Stored entries
------------------------------------------------------------
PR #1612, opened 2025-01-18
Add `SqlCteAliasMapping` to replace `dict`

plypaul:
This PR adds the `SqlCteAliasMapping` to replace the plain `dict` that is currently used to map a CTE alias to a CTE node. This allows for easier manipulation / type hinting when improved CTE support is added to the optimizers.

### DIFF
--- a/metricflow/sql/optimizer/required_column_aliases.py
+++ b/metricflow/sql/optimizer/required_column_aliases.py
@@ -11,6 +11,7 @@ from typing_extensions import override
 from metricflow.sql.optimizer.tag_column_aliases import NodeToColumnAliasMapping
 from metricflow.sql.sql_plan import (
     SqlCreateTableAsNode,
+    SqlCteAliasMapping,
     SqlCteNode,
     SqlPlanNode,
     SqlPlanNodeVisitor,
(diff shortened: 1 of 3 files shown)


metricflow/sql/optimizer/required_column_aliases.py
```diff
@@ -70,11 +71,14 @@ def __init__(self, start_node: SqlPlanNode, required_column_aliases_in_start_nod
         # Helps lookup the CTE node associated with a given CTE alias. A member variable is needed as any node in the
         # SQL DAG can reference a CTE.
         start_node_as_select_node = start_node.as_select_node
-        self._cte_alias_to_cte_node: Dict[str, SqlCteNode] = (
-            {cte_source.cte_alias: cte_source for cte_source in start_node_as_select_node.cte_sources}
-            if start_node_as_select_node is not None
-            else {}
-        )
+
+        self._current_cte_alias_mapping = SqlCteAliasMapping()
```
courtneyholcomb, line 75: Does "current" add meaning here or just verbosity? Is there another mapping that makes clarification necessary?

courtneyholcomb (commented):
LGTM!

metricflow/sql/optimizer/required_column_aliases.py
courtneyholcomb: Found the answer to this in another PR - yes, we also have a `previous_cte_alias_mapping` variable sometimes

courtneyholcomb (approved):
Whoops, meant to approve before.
------------------------------------------------------------
• **What is being asked**:
Work out how many lines above contain "import", then write only that number.

• **Solved exercise**:
3